Sidrap dan Pembangunan Gender: Tren Positif, Tapi Masih Ada Pekerjaan Rumah

Sumber: lautbanda.id
Sumber: lautbanda.id

Di tengah geliat pembangunan yang terus berlangsung di Kabupaten Sidenreng Rappang (Sidrap), ada satu kabar baik yang patut mendapat sorotan: kesetaraan gender menunjukkan arah yang semakin positif. Berdasarkan data dari Badan Pusat Statistik tahun 2024, Indeks Pembangunan Gender (IPG) Sidrap terus mengalami peningkatan sejak 2020. Dari skor 92,55 pada empat tahun lalu, kini angka itu telah menyentuh 93,32. Kenaikan ini mencerminkan makin kecilnya kesenjangan antara laki-laki dan perempuan dalam menikmati hasil pembangunan, khususnya di bidang pendidikan, kesehatan, dan ekonomi.
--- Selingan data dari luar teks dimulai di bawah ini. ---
PR #128, opened 2016-07-01
Refactor request logic to avoid duplicate calls/Refactor tests

### LINKED ISSUE #122: Options method getting called twice
The method `raw` in het `ajax-request` mixin is calling `this.options`, while `request` is already calling this method, seems unneccessary to me? The reason I'm asking is because I'm overriding the `options` method in my custom addon, which will result is some wrong behaviour because its being called twice (second time with an already modified options object from the first time).

Can't `raw` simply get the `hash` calculated within the `request` method?

alexlafroscia:
We used to call `options()` twice, but avoiding that extra work isn't too hard.  Also adds tests to verify that the method is only called once per type of request method called (`request` and `raw`, respectively).

Closes #122

***

Also adds a bunch of test refactoring to make them a little bit cleaner and to take advantage of some of the Mocha and Chai features that we're not yet using.


alexlafroscia:
@rwjblue would you mind taking a look real quick, before I merge this?

PR #129, opened 2016-07-04
if user specifies json-api contentType, jsonify data object

koriroys:
This is a follow-up to #116, which added the overridable contentType property. The current issue is, even if I set the contentType to "application/vnd.api+json", the data body remains non-jsonified. This is my  attempt to address that issue. Is this the right way to go about this? Feedback welcome. Also, I'm guessing you'll want some tests?

### DIFF
--- a/addon/mixins/ajax-request.js
+++ b/addon/mixins/ajax-request.js
@@ -34,8 +34,9 @@ const {
   RSVP: { Promise },
   Test,
   get,
+  isEqual,
   isArray,
-  isNone,
+  isPresent,
   merge,
   run,
   runInDebug,
@@ -44,11 +45,17 @@ const {
 } = Ember;
 const JSONAPIContentType = 'application/vnd.api+json';
 
-function isJSONAPIContentType(header) {
-  if (isNone(header)) {
-    return false;
+function isJSONAPIContentType(hash) {
+  let header = hash.headers['Content-Type'];
+  let defaultContentType = hash.contentType;
+
+  if (isPresent(header) && isEqual(header.indexOf(JSONAPIContentType), 0)) {
+    return true;
   }
-  return header.indexOf(JSONAPIContentType) === 0;
+  if (isEqual(defaultContentType, JSONAPIContentType)) {
+    return true;
+  }
+  return false;
 }
 
 function startsWithSlash(string) {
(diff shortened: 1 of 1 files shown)


addon/mixins/ajax-request.js
```diff
@@ -222,7 +229,7 @@ export default Mixin.create({
       url: hash.url
     };
 
-    if (isJSONAPIContentType(hash.headers['Content-Type']) && requestData.type !== 'GET') {
+    if (isJSONAPIContentType(hash) && requestData.type !== 'GET') {
```
alexlafroscia: I personally think it would make more sense to leave the `isJSONAPIContentType` function alone and instead just use it twice, something like

```javascript
if ((isJSONAPIContentType(hash.contentType) || isJSONAPIContentType(hash.headers['Content-Type']) && request.type !== 'GET') {
  ...
}
```

if we need to check both properties.

alexlafroscia:
Totally makes sense; this is definitely a change we want to make.

I left a comment in the code; in addition, we definitely want to add some tests to verify that the content is JSON-ified with the JSON:API content type specified as either the `contentType` property _or_ in the headers.

koriroys:
Actually ran into some issues trying to implement your requested changes. Problems pop up if you just `or` the two fields. E.g., what should happen if the user specifies `contentType` as form encoded, but specifies JSON:API in the Content-Type header? Should we warn the dev in the case they don't match? Or would it make more sense to just set the Content-Type header to JSON:API if the dev sets `contentType` to jsonapi?

alexlafroscia:
> Should we warn the dev in the case they don't match

Hmm... That's interesting. I hadn't thought about that.

I like the idea of issuing a warning or error; a mismatch there probably means that the developer has some conflicting configuration that they may not realize.

yads:
Just curious, why only do this on jsonapi content types? Why not also do it for application/json content types? I just recently ran into an issue where I integrated AjaxServiceSupport into my application adapter (which extends RESTAdapter). I had to override the service request method to have the same functionality as https://github.com/emberjs/data/blob/99ffd78566af19d98f8cad2231731e0e2c9ec603/addon/adapters/rest.js#L1071

alexlafroscia:
@koriroys Hey Kori, do you have any updates on this?

koriroys:
I just let it fall off my radar. Actually don't have access to the code where I ran into this issue. What changes do you want to get this in?

alexlafroscia:
@koriroys I left this comment a while ago https://github.com/ember-cli/ember-ajax/pull/129#r69491493

alexlafroscia:
Due to inactivity and the fact that #240 also deals with this code, I'm going to close this. If that's wrong, I'm happy to re-open later.

PR #135, opened 2016-08-02
Document stand-alone usage

### LINKED ISSUE #134: Access in utilities
I can't find a way to access ember-ajax inside a utility. Is this possible, if not, why? This requires me to either wrap `Ember.$.ajax` or include `ic-ajax` or some other library. Seems wasteful.

knownasilya:
Fixes #134

### DIFF
--- a/README.md
+++ b/README.md
@@ -280,6 +280,15 @@ That's all the configuration required!  If you want to customize the adapter, su
 
 Note that instead of using the Ember Data error checking code in your application, you should use the ones provided by Ember AJAX.
 
+## Stand-Alone Usage
+
+If you aren't using Ember Data and do not have access to services, you
+can import the ajax utility like so:
+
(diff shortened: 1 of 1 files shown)


alexlafroscia:
If we're going to mention this in the readme (and I'm worried out readme is getting really bloated) we should do both `request` and `raw`, and explain the difference.

knownasilya:
@alexlafroscia @rwjblue how is this?

alexlafroscia:
Great! Can you just add a little usage example below each import?  Something like

```js
import request from 'ember-ajax/request';

return request('/foo', { ... });
```

and the same for raw.  Just in case someone doesn't know what to do once they have the function.

knownasilya:
Added examples

alexlafroscia:
Thank you!

PR #137, opened 2016-08-05
Add whitelist of files to publish

alexlafroscia:


stefanpenner:
@taras mind confirming, and if its good releasing?

taras:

Capaian ini tentu menggembirakan. Apalagi jika melihat bahwa IPG Sidrap sudah berhasil melampaui rata-rata nasional yang berada di angka 92,46. Namun jika kita bandingkan dengan capaian provinsi Sulawesi Selatan secara keseluruhan yang kini mencapai 93,98, posisi Sidrap masih belum optimal. Bahkan secara peringkat, Sidrap berada di urutan ke-12 dari 24 kabupaten/kota di Sulsel. Ini artinya, separuh wilayah di provinsi ini sudah lebih maju dalam hal mengurangi kesenjangan gender.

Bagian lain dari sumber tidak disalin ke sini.